→ Entries shown:
☆ ☆ ☆

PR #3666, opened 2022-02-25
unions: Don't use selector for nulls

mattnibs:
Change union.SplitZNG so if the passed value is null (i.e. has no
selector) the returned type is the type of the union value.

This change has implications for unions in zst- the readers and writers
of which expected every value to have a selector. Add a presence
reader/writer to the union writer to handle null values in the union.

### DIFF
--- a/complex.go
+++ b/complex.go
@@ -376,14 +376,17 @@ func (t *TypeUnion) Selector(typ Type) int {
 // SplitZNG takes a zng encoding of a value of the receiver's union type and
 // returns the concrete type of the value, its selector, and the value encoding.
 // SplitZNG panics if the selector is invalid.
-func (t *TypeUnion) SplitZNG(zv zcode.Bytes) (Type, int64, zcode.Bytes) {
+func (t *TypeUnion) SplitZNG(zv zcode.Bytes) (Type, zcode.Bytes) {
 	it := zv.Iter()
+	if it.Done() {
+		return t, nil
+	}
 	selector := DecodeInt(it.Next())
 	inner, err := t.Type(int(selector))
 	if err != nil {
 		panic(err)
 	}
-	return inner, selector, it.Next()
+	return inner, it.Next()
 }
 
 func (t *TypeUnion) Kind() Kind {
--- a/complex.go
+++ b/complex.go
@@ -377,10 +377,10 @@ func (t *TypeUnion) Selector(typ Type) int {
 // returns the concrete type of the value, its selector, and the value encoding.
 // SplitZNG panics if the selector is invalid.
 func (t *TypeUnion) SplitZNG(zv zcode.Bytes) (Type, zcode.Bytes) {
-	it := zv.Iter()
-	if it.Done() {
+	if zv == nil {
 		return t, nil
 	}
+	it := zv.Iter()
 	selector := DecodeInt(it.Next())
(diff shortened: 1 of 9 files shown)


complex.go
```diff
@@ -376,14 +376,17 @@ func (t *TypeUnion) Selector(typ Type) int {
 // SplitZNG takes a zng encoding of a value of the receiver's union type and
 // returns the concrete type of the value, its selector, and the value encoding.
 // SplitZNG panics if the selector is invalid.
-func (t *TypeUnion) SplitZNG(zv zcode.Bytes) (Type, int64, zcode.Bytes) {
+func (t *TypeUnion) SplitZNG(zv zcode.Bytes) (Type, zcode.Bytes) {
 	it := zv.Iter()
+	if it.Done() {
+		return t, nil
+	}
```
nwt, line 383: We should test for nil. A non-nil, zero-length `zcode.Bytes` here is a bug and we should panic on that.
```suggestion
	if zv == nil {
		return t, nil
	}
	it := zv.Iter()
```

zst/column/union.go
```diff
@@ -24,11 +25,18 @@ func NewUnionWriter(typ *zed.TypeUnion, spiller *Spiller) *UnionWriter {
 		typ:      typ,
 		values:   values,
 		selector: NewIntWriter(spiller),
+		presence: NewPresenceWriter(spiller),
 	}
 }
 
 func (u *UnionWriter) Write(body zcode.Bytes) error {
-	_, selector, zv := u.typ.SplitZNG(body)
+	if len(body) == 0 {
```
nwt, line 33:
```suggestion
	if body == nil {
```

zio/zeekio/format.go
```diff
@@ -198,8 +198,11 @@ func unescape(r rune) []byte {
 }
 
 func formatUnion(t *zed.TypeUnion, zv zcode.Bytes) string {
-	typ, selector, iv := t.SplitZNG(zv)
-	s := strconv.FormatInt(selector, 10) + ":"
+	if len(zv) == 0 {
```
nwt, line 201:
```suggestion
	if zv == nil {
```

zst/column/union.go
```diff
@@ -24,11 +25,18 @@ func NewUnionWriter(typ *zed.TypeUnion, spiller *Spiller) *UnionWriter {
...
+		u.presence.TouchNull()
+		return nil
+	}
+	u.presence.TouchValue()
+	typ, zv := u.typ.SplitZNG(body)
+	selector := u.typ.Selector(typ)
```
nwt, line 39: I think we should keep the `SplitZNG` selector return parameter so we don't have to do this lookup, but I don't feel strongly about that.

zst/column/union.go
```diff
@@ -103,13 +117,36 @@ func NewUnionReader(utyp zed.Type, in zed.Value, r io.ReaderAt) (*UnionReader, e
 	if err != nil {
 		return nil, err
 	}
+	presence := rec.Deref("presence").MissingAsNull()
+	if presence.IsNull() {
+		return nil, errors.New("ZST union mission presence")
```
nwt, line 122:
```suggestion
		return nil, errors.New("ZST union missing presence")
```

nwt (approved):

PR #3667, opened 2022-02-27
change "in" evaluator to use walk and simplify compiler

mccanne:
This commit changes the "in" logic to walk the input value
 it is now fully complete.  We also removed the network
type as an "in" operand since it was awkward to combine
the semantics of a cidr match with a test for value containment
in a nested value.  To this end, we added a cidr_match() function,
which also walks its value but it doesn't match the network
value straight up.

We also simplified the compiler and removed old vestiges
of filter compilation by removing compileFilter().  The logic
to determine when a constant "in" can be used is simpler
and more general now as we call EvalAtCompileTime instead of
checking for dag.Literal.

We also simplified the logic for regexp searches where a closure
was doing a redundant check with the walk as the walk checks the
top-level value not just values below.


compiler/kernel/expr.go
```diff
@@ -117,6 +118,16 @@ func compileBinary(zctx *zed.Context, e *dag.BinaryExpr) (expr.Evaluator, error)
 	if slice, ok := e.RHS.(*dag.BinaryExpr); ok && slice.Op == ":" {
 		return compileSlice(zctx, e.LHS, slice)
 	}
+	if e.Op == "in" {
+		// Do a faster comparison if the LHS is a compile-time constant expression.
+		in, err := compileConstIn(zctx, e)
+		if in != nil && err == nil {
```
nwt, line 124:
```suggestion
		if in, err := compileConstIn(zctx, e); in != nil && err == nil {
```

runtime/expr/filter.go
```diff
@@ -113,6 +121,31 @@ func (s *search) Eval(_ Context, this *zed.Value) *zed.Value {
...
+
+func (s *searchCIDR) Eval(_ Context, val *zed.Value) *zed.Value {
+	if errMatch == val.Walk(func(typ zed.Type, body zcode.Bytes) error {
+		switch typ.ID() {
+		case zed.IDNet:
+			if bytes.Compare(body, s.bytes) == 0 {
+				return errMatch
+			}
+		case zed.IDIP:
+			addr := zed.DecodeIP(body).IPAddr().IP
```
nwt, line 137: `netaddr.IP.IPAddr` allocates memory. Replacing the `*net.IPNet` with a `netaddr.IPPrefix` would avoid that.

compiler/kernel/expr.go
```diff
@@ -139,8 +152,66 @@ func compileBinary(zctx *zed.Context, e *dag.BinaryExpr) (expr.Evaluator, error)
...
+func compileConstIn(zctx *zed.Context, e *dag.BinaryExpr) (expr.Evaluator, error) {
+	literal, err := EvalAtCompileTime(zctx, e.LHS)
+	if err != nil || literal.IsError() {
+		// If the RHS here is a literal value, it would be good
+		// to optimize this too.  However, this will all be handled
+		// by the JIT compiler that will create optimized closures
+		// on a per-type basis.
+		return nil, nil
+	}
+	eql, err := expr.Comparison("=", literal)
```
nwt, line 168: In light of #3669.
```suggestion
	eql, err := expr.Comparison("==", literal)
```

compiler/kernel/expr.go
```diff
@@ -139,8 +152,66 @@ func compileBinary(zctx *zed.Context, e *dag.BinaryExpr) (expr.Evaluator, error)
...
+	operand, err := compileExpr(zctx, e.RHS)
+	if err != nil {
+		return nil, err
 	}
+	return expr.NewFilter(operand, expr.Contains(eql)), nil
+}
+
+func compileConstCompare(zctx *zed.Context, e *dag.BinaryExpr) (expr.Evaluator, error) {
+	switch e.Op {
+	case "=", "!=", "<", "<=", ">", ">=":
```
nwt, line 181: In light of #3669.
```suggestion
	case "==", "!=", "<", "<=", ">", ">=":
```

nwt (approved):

☆ ☆ ☆

→ Task directions: Since only a number is wanted, please say how many lines in the data include the word "also".

→ Result of the exercise: 4